- [Exercise prompt]:
Within the data below, find the string "changed" and return each line where it occurs.
########
PR #1903, opened 2023-06-23
React _static-list

ArtemKravcov85:
DEMO LINK

### DIFF
--- a/src/components/CommentList/CommentList.tsx
+++ b/src/components/CommentList/CommentList.tsx
@@ -1,5 +1,17 @@
 import React from 'react';
+import { Comment } from '../../types/Comment';
+import { CommentInfo } from '../CommentInfo';
 
-export const CommentList: React.FC = () => (
-  <>Put the list here</>
+import './CommentList.scss';
+
+type Props = {
+  comments: Comment[]
+};
+
+export const CommentList: React.FC<Props> = ({ comments }) => (
+  <div className="CommentList">
+    {comments.map(comment => (
+      <CommentInfo comment={comment} />
+    ))}
+  </div>
 );
--- a/src/components/PostInfo/PostInfo.tsx
+++ b/src/components/PostInfo/PostInfo.tsx
@@ -1,5 +1,39 @@
 import React from 'react';
+import { Post } from '../../types/Post';
+import { UserInfo } from '../UserInfo';
+import { CommentList } from '../CommentList';
 
-export const PostInfo: React.FC = () => (
-  <>Put the post here</>
+import './PostInfo.scss';
+
+type Props = {
+  post: Post
+};
+
+export const PostInfo: React.FC<Props> = ({ post }) => (
+  <div className="PostInfo">
+    <div className="PostInfo__header">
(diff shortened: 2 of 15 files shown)


src/components/CommentList/CommentList.tsx
```diff
@@ -1,5 +1,17 @@
...
+import './CommentList.scss';
+
+type Props = {
+  comments: Comment[]
+};
+
+export const CommentList: React.FC<Props> = ({ comments }) => (
+  <div className="CommentList">
+    {comments.map(comment => (
+      <CommentInfo comment={comment} />
```
agniya-i, line 14: Add a unique `key` prop to the CommentInfo component to avoid issues when rendering the list.

src/components/PostList/PostList.tsx
```diff
@@ -1,5 +1,15 @@
...
+type Props = {
+  posts: Post[];
+};
+
+export const PostList: React.FC<Props> = ({ posts }) => (
+  <div className="PostList">
+    { posts.map(post => (
+      <PostInfo post={post} />
+    )) }
+  </div>
```
agniya-i, line 14: Add a `key` prop here as well

src/types/User.ts
```diff
@@ -0,0 +1,6 @@
+export interface User {
+  id: number,
+  name: string,
+  username:string,
```
agniya-i, line 4:
```suggestion
  username: string,
```

src/components/PostInfo/PostInfo.tsx
```diff
@@ -1,5 +1,39 @@
...
+
+export const PostInfo: React.FC<Props> = ({ post }) => (
+  <div className="PostInfo">
+    <div className="PostInfo__header">
+      <h3 className="PostInfo__title">{post.title}</h3>
+
+      <p>
+        {' Posted by  '}
+
+        <UserInfo user={post.user} />
```
agniya-i, line 20:
```suggestion
       {post.user && <UserInfo user={post.user} />}
```

It would be better to check if the user is not null in the parent component, not inside `UserInfo`, you can use `&&` operator

src/components/PostInfo/PostInfo.tsx
```diff
@@ -1,5 +1,39 @@
...
+      </p>
+    </div>
+
+    <p className="PostInfo__body">
+      {post.body}
+    </p>
+
+    { post.comments.length
```
agniya-i, line 28:
```suggestion
    {post.comments.length
```

agniya-i (changes requested):

src/components/UserInfo/UserInfo.tsx
```diff
@@ -1,5 +1,20 @@
...
-);
+import './UserInfo.scss';
+
+type Props = {
+  user: User | null
+};
+
+export const UserInfo: React.FC<Props> = ({ user }) => {
+  if (!user) {
+    return <></>;
```
witflash, line 12: If you want to return nothing inside your component you can use just `return null;`.
`null` is valid React element.

witflash (approved):
Well done! 👍🏻

PR #1904, opened 2023-06-23
React__static-list-of-posts

Soi4An:
DEMO - https://Soi4An.github.io/react_static-list-of-posts/

Test's problems:
  PostInfo:
      1) "before each" hook for "should have a correct title"
      2) should render no comments message is there are no comments
      3) should render another post info

...but all of these components are seen on the page

### DIFF
--- a/src/components/CommentInfo/CommentInfo.tsx
+++ b/src/components/CommentInfo/CommentInfo.tsx
@@ -1,5 +1,27 @@
 import React from 'react';
 
-export const CommentInfo: React.FC = () => (
-  <>Put the comment here</>
+import './CommentInfo.scss';
+
+import { Comment } from '../../types/comment';
+
+type Props = {
+  comment: Comment,
+};
+
+export const CommentInfo: React.FC<Props> = ({ comment }) => (
+  <div className="CommentInfo">
+    <div className="CommentInfo__title">
+      <strong className="CommentInfo__name">{comment.name}</strong>
+
+      {' by '}
+
+      <a className="CommentInfo__email" href={`mailto:${comment.email}`}>
+        {comment.email}
+      </a>
+    </div>
+
+    <div className="CommentInfo__body">
+      {comment.body}
+    </div>
+  </div>
 );
--- a/src/components/PostInfo/PostInfo.scss
+++ b/src/components/PostInfo/PostInfo.scss
@@ -1,1 +1,16 @@
-//
+.PostInfo {
+  margin: 10px auto;
+  width: 90%;
+  border: 1px solid #000;
+  border-radius: 8px;
+  background-color: lightgray;
+  padding: 1em;
+
+  &__title {
+    margin: 0;
+  }
+
+  &__header {
+    margin-bottom: 1em;
+  }
+}
--- a/src/components/PostInfo/PostInfo.tsx
+++ b/src/components/PostInfo/PostInfo.tsx
@@ -1,5 +1,44 @@
 import React from 'react';
 
-export const PostInfo: React.FC = () => (
-  <>Put the post here</>
-);
+import './PostInfo.scss';
+import { CommentList } from '../CommentList';
+import { UserInfo } from '../UserInfo';
+
+import { Comment } from '../../types/comment';
+import { User } from '../../types/user';
+import { Post } from '../../types/post';
+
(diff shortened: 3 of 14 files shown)


src/components/PostInfo/PostInfo.tsx
```diff
@@ -1,5 +1,44 @@
...
+
+  return (
+    <div className="PostInfo">
+      <div className="PostInfo__header">
+        <h3 className="PostInfo__title">{post.title}</h3>
+
+        <p>
+          {' Posted by  '}
+
+          <UserInfo user={users.find((u: User) => u.id === post.userId)} />
```
volodymyr-soltys97, line 29: Consider handling the case when the user is not found, as users.find() may return undefined. You can provide a default value or display a message.

src/components/PostInfo/PostInfo.scss
```diff
@@ -1 +1,16 @@
-//
+.PostInfo {
+  margin: 10px auto;
+  width: 90%;
+  border: 1px solid #000;
```
volodymyr-soltys97, line 4: Consider using a variable for the border color to maintain consistency and improve maintainability.

src/components/PostInfo/PostInfo.scss
```diff
@@ -1 +1,16 @@
...
+  border-radius: 8px;
+  background-color: lightgray;
```
volodymyr-soltys97, line 6: Consider using a variable for the background-color to maintain consistency and improve maintainability.

src/components/CommentInfo/CommentInfo.tsx
```diff
@@ -1,5 +1,27 @@
...
-  <>Put the comment here</>
+import './CommentInfo.scss';
+
+import { Comment } from '../../types/comment';
+
+type Props = {
+  comment: Comment,
+};
+
+export const CommentInfo: React.FC<Props> = ({ comment }) => (
```
volodymyr-soltys97, line 11: It is recommended to use an interface instead of a type alias for component props to achieve better intellisense and code navigation experience.

src/components/UserInfo/UserInfo.tsx
```diff
@@ -1,5 +1,23 @@
...
 
-export const UserInfo: React.FC = () => (
-  <>Put the user here</>
-);
+import './UserInfo.scss';
+
+import { User } from '../../types/user';
+
+type Props = {
+  user: User | undefined,
```
volodymyr-soltys97, line 8: Change the type of the 'user' prop to be required instead of optional.

src/components/UserInfo/UserInfo.tsx
```diff
@@ -1,5 +1,23 @@
...
+};
+
+export const UserInfo: React.FC<Props> = ({ user }) => {
+  const userEmail: string = user ? user.email : '';
```
volodymyr-soltys97, line 12: Remove the conditional check for 'user' if the 'user' prop is required.

src/components/PostList/PostList.tsx
```diff
@@ -1,5 +1,26 @@
...
+type Props = {
+  posts: Post[],
+  comments: Comment[],
+  users: User[],
+};
+
+export const PostList: React.FC<Props> = ({ posts, comments, users }) => (
+  <div className="PostList">
+    {posts.map((post: Post) => (
+      <PostInfo
```
volodymyr-soltys97, line 19: It is recommended to add a unique 'key' prop when mapping over an array to create a list of elements. This will help React to identify which items have changed, are added, or are removed, and will result in a better performance of the app.

volodymyr-soltys97 (changes requested):
Good job 👍 
But let's make your code more perfect

src/components/PostInfo/PostInfo.tsx
Soi4An: I'm doing these actions in UserInfo block

src/components/CommentInfo/CommentInfo.tsx
Soi4An: i used interface for start dates. I wrote these interfaces in folder types and they're imported in this type.

mykhalenych (approved):

PR #1912, opened 2023-06-27
solution

serhiilysenko:
https://serhiilysenko.github.io/react_static-list-of-posts

### DIFF
--- a/src/components/CommentInfo/CommentInfo.tsx
+++ b/src/components/CommentInfo/CommentInfo.tsx
@@ -1,5 +1,6 @@
 import { Comment } from '../../types/Comment';
 import './CommentInfo.scss';
+import '../CommentList/CommentList.scss';
 
 type Props = {
   comment: Comment;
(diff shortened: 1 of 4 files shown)


src/components/CommentInfo/CommentInfo.tsx
```diff
@@ -1,5 +1,35 @@
...
+    email,
+    body,
+  } = comment;
+
+  return (
+    <div className="CommentInfo">
+      <div className="CommentInfo__title">
+        <strong className="CommentInfo__name">{name}</strong>
+
+        {' by '}
```
VitaliyBodnar, line 20: it's not okay to add the spaces this way, better to use the margins and padding, for example:
`<span class='CommentInfo__title-by'>by</span>`

please check other places

VitaliyBodnar (changes requested):
Well done 🔥
Let's improve your solution 🧑‍💻

PR #692, opened 2024-12-03
Generalize IVT to loops with passed-through values

oflatt:
This PR generalizes IVT to allow it to handle values that flow through the loop outside the if condition.
This involves carefully moving these values out and handling them separately


dag_in_context/src/utility/canonicalize.egg
```diff
@@ -68,6 +68,22 @@
          :when ((> b 1))
          :ruleset always-run)
 
+; Some of our rules (like ivt.egg) match on `Concat`.
```
yihozhang, line 71: I can make this a default behavior of `leading-Expr`s in my PR

yihozhang (approved):
Nice! A lot of the snapshots are indeed simplified!

PR #697, opened 2024-12-11
Fix bug where invalid context caches are used

oflatt:


yihozhang (approved):

yihozhang:
from Oliver explaining to me: the bug is that we were using caches from the last pass' program, since we are doing multi-pass schedules now. As a result, it does some unexpected unions

PR #698, opened 2024-12-12
Fix bug in IVT, add soundness check

oflatt:
This PR fixes two bugs in IVT:
- IVT was matching on different If statements than the analysis results were for
- IVT was using the wrong number for passthrough arguments in the analysis

It also adds a pretty weak soundness check that is useful nonetheless, checking if top-level constants are equal.


dag_in_context/src/optimizations/ivt.egg
```diff
@@ -42,78 +43,82 @@
...
 
 (rule (
     (= loop (DoWhile inpW outW))
-    (= (IVTNewInputsAnalysis outW if) (IVTAnalysisRes perm pperm passthrough-tys _len))
+    (= (IVTNewInputsAnalysis outW ifnode) (IVTAnalysisRes perm pperm passthrough-tys _len))
+    (= ifnode (IfNode if if-cond if-inputs then else))
     (= if-inputs-len (tuple-length if-inputs))
     (= passthrough-len (TypeList-length passthrough-tys))
-    (= if (If if-cond if-inputs then else))
+    (= if-len (tuple-length if))
```
yihozhang, line 121: if-len is not used in the rule?

yihozhang (approved):
The two changes make sense to me. I think the code for IVT is getting more and more complex that it may be hard to maintain in the future...

Maybe if one day we can make the combination of passthrough + IVT scales well, then we don't need this version of IVT? Or do you think even if that's the case, this version of IVT is also superior in some ways. Guess once we make eggcc scalable enough, we can just run our benchmark on both versions of the IVT and see.

Great work!

dag_in_context/src/optimizations/ivt.egg
oflatt: good catch

oflatt:
how would it work without this generalization? I think there will always be passthrough values hanging around that are used in the loop

yihozhang:
Doesn't running IVT before passthrough solve the issue?

PR #700, opened 2025-01-07
make jitter plots collapsible

ajpal:


oflatt (approved):
ok but button is evil

ajpal:
> ok but button is evil

Why? I legitimately don't really see a problem with this way of doing it lol

PR #702, opened 2025-01-09
Add `abs` and make Oliver's example work

ajpal:
```
// ARGS: 20
fn unrelated_fn(input: i64, res: i64) -> i64 {
    return input / (res / 3);
}

fn other_unrelated_fn(input: i64, res: i64) -> i64 {
    return res / (input / 5);
}

fn main(input: i64) {
    let mut res: i64 = abs(input) * 2;

    if (input > 0) {
        res = res + abs(input) - input;
        res = unrelated_fn(input, res);
    } else {
        res = res + abs(input) + input;
        res = other_unrelated_fn(input, res);
    }

    println!("{}", res);
}
```

Output bril:
```
# ARGS: 20
@unrelated_fn(v0: int, v1: int): int {
.b2_:
  c3_: int = const 3;
  v4_: int = div v1 c3_;
  v5_: int = div v0 v4_;
  ret v5_;
}
@other_unrelated_fn(v0: int, v1: int): int {
.b2_:
  c3_: int = const 5;
  v4_: int = div v0 c3_;
  v5_: int = div v1 v4_;
  ret v5_;
}
@main(v0: int) {
.b1_:
  c2_: int = const 0;
  v3_: bool = gt v0 c2_;
  v4_: int = abs v0;
  c5_: int = const 2;
  v6_: int = mul c5_ v4_;
  br v3_ .b7_ .b8_;
.b7_:
  c9_: int = const 3;
  v10_: int = div v6_ c9_;
  v11_: int = div v0 v10_;
  v12_: int = id v11_;
  print v12_;
  ret;
  jmp .b13_;
.b8_:
  c14_: int = const 5;
  v15_: int = div v0 c14_;
  v16_: int = div v6_ v15_;
  v12_: int = id v16_;
  print v12_;
  ret;
.b13_:
}
```

SVGs
Before
image

After
image

### DIFF
--- a/dag_in_context/src/interval_analysis.egg
+++ b/dag_in_context/src/interval_analysis.egg
@@ -168,10 +168,10 @@
         (= lhs (Bop (Mul) x y))
         (= (IntB hi-x) (hi-bound x))
         (= (IntB hi-y) (hi-bound y))
-        (<= hi-x 0)
-        (<= hi-y 0) 
+        (< hi-x 0)
+        (< hi-y 0) 
       )
-      ((set (lo-bound lhs) (IntB 0)))
+      ((set (lo-bound lhs) (IntB 1)))
       :ruleset interval-analysis)
 
 ; negative * positive is negative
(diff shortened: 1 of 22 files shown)


dag_in_context/src/interval_analysis.egg
```diff
@@ -214,6 +247,35 @@
       ((set (hi-bound lhs) (BoolB (bool-< la hb))))
       :ruleset interval-analysis)
 
+; Abs
+
+; absolute value is non-negative
```
oflatt, line 252: it's not true 😭

oflatt (changes requested):
Good but one of your rules seems unsound

oflatt (approved):
Looks good, you just have to fix CI
Look over the snapshots for our example carefully!

PR #703, opened 2025-01-15
Fixes the cost calculation which counts all `Mul` in a region only once

yihozhang:
This is the loop strength reduction example after this PR

image

The cost of this is now computed as 27026, which is roughly 300 * (50 + 10 + 10 + 10 + 10) (the cost of add and lt is 10, and of print is 50)

Unfortunately, in this example, only LSR is applied, but not loop unrolling (which used to apply), because we only run our optimization twice. We can either bump the #iter opt is applied or the #batch to have loop unrolling and LSR both applied


oflatt (approved):
Clever solution! Improves nightly very slightly! Great work

PR #707, opened 2025-01-22
Update bitwise-ops

yihozhang:
so that it runs `xor` multiple times.

### DIFF
--- a/benchmarks/passing/bril/core/bitwise-ops.bril
+++ b/benchmarks/passing/bril/core/bitwise-ops.bril
@@ -71,26 +71,12 @@
   one: int = const 1;
   zero: int = const 0; 
 
-  sel: int = sub c one;
-
-  ans: int = id zero; 
-
-  less: bool = lt sel zero;
-  equal: bool = eq sel zero;
-  greater: bool = gt sel zero; 
-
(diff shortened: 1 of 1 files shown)


benchmarks/passing/bril/core/bitwise-ops.bril
```diff
@@ -71,26 +71,12 @@
...
-  less: bool = lt sel zero;
-  equal: bool = eq sel zero;
-  greater: bool = gt sel zero; 
-
-  br less .and_op .useless_lbl;
-.useless_lbl:
-  br equal .or_op .xor_op;
-
-.and_op:
-  ans: int = call @AND a b;
```
oflatt, line 87: we don't call AND and OR anymore? shouldn't we keep the benchmark closer to the original, just add a loop around it?

oflatt (changes requested):

benchmarks/passing/bril/core/bitwise-ops.bril
yihozhang: We didn't directly call AND and OR before as well (because of the fixed input). XOR is implemented in terms of AND and OR

oflatt (approved):
thanks!

PR #708, opened 2025-01-23
Latex macro for percent of benchmarks where we recover 80% of the performance improvement that llvm finds

oflatt:
image


ajpal (approved):
I'm a little skeptical that this is a useful thing to report on, but fine to merge if you want it

PR #709, opened 2025-01-23
Conditional Invariant Code Motion (Pull Out)

ajpal:
With this rule:
```
(rule ((Bop (Mul) (Uop (Abs) x) (Const (Int 3) ty ctx)))
      ((panic "good")) :ruleset peepholes)
```
we can tell that the optimization is firing and finding the way to pull `res = res + abs(input)` out of both branches, but due to extraction issues, we're not extracting that program.

### DIFF
--- a/tests/snapshots/files__if_invariant_dont_pull_out-optimize-sequential.snap
+++ b/tests/snapshots/files__if_invariant_dont_pull_out-optimize-sequential.snap
@@ -24,26 +24,25 @@ expression: visualization.result
   v4_: int = abs v0;
   c5_: int = const 2;
   v6_: int = mul c5_ v4_;
-  br v3_ .b7_ .b8_;
-.b7_:
-  v9_: int = sub v6_ v0;
-  v10_: int = add v0 v9_;
-  c11_: int = const 3;
-  v12_: int = div v10_ c11_;
-  v13_: int = div v0 v12_;
-  v14_: int = id v13_;
-  print v14_;
+  c7_: int = const 3;
+  v8_: int = mul c7_ v4_;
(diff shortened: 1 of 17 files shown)


oflatt:
Are you able to write a small snapshot test where we do end up extracting the result?

ajpal:
New snapshot test that shows conditional invariant code motion in action:
```
// ARGS: 20
fn main(x: i64) {
    let a: i64 = x * 5;
    if (x > 0) {
        let r: i64 = x * 5;
        let z: i64 = 20;
        println!("{}", z);
    } else {
        let r: i64 = x * 5;
        let z: i64 = 20;
        println!("{}", z);
    }
    println!("{}", r);
}

```

Before
image

After
image

We've added a new input to the region (`x * 5`)
Note that the now-unused input `x` is still there, because we can't detect that it's now unused

oflatt (approved):
amazing

tests/snapshots/files__if_invariant_dont_pull_out-optimize-sequential.snap
```diff
@@ -24,26 +24,25 @@ expression: visualization.result
...
-  br v3_ .b7_ .b8_;
-.b7_:
-  v9_: int = sub v6_ v0;
-  v10_: int = add v0 v9_;
-  c11_: int = const 3;
-  v12_: int = div v10_ c11_;
-  v13_: int = div v0 v12_;
-  v14_: int = id v13_;
-  print v14_;
+  c7_: int = const 3;
```
oflatt, line 27: looks like this broke 😭

oflatt (approved):
we can merge for now but we need to fix the cost model

PR #711, opened 2025-01-26
Remove empty entry blocks

ezrosent:
This is a common feature of benchmarks that introduce translation overhead.


ezrosent:
The big change here is the one in `to_bril`

It changed >150 snapshots, which is why the diff is so large. This appears to really improve translation overhead for some benchmarks.

oflatt (approved):
great!

PR #713, opened 2025-01-28
Conditional Push In

ajpal:
image

Although, we don't remove the original input, so it ends up actually looking like this:
image

This extra (now unused) input will hopefully get cleaned up with Oliver's new dead-code-aware extraction.

### DIFF
--- a/dag_in_context/src/optimizations/conditional_push_in.egg
+++ b/dag_in_context/src/optimizations/conditional_push_in.egg
@@ -1,29 +1,16 @@
 (ruleset push-in)
 
-; push constant input into region
-(rule (
-        (= if_e (If pred inputs thn els))
-        (= (Const c ty ctx) (Get inputs i))
-        (HasArgType thn arg_ty)
-        (HasArgType els arg_ty)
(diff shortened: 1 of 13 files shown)


dag_in_context/src/optimizations/conditional_push_in.egg
```diff
@@ -0,0 +1,161 @@
...
+        ; Union the original input with Bop(c, x) in the new regions
+        (union (Get arg_tr i) (Bop o (Const c new_ins_ty if_tr) (Get arg_tr orig_ins_len)))
+        (union (Get arg_fa i) (Bop o (Const c new_ins_ty if_fa) (Get arg_fa orig_ins_len)))
+
+        ; Union the ifs
+        (union if_e (If pred new_ins new_thn new_els))
+      )
+      :ruleset push-in)
+
+(rule (
```
oflatt, line 43: Shouldn't interval analysis handle pushing constants in already?

oflatt (approved):
awesome- I think we should delete the constant rule though

PR #714, opened 2025-01-28
Adding `Bitand`, `Neg`, lowbit tests, and lowbit optimizations

FTRobbin:
This PR adds two new operators `Bitand` and `Neg`, some tests, and analysis and optimization in Egglog that rewrite the naive loop implementation of the lowbit function into the Hacker's Delight one-liner.

This now outperforms llvm-O3-O3 by an order of magnitude on my machine because the closed form is an O(log n) speedup (n = 2 * 10^5).

The RVSDGs before and after the optimization:
lowbit_naive_br-rvsdg-conversion
lowbit_naive_br-rvsdg-optimize


oflatt (approved):
Looks great! Did you really want all of those to be benchmarks? Perhaps the fenwick tree should be a benchmark while your tests should be in `tests/passing/small`
We do more testing on the tests, including generating snapshots for the `small` folder

oflatt:
Will merge after successful nightly! Being careful right now because it seems like eggcc might have crashed the nightly last night...

dag_in_context/src/optimizations/hackers_delight.egg
```diff
@@ -0,0 +1,73 @@
...
+    (let lowbitn (Bop (Bitand) n (Uop (Neg) n)))
+    (union (Get outerif j) lowbitn)
+    (union (Get outerif i) (Bop (Div) n lowbitn))
+) :ruleset hacker)
+
+;; Try to do a state-edge-passthrough for loops
+;; PopcountIterations guarantees termination for non-zero values
+;; lowbit(0) is undefined behavior
+
+(rule (
```
yihozhang, line 65: This technically violates the weak linearity because we have not provided an equivalent value for other values of the then branch?

FTRobbin: My understanding is that if you are computing something else in your loop, you will not be able to extract without the loop.

oflatt: Yihong is right- we need to provide a loop that doesn't have the state edge in it as an alternative. See the existing state edge passthrough file for an example of how it's done for if statements.

If you are confused why we have to do this, hopefully the paper clears it up! Good chance to read that section

oflatt: Also, move this rule to that file and ruleset

oflatt (changes requested):
Main concern is the state edge passthrough rule

dag_in_context/src/optimizations/hackers_delight.egg
FTRobbin: I have fixed this issue, but I feel it makes more sense for the rule to stay in this file.

dag_in_context/src/optimizations/hackers_delight.egg
```diff
@@ -0,0 +1,90 @@
...
+    (NTZIterations anyif n i)
+    (= anyif (If cond inputs thenbr elsebr))
+    (= thenbr (DoWhile lpinputs pred_outputs))
+    (= (Get pred_outputs (+ j 1)) (Get (Arg arg_ty then_ctx) j))
+    (HasType (Get pred_outputs (+ j 1)) (Base (StateT)))
+) (
+    (let newlpinputs (TupleRemoveAt lpinputs j))
+    (let newpred_outputs (TupleRemoveAt pred_outputs (+ j 1)))
+    
+    (let newlpctx (DummyLoopContext newlpinputs newpred_outputs pred_outputs))
```
oflatt, line 77: These days we've decided to use `TmpCtx` instead, then make sure to `delete` it at the end of the rule. It's safer in case you forget to include some important information in the dummy context

oflatt (approved):
Awesome work! Small note about TmpCtx, not blocking but would be nice. Waiting on nightly to merge this

oflatt:
Nightly looks great!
########
- [Solution]:
volodymyr-soltys97, line 19: It is recommended to add a unique 'key' prop when mapping over an array to create a list of elements. This will help React to identify which items have changed, are added, or are removed, and will result in a better performance of the app.
It changed >150 snapshots, which is why the diff is so large. This appears to really improve translation overhead for some benchmarks.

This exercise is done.